◆ Goal of the exercise ◆
Search the records for the string "that", and show each line where it appears.

Stored data entries
----
PR #1975, opened 2020-09-28
Reduce blockchain space

### LINKED ISSUE #1962: Reduce blockchain size removing some verification scripts

shargon:
Close #1962

It is a different version that cannot damage the light nodes.


erikzhang:
This looks like a compression technique.

shargon:
It's a piece of data that "almost always" will be the same

shargon:
> This looks like a compression technique.

Yes, it is

shargon:
Obsolete but I still think that it's useful, if we decide to implement it, I can create a new PR.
----
◆ Exercise result ◆
It is a different version that cannot damage the light nodes.
It's a piece of data that "almost always" will be the same
Obsolete but I still think that it's useful, if we decide to implement it, I can create a new PR.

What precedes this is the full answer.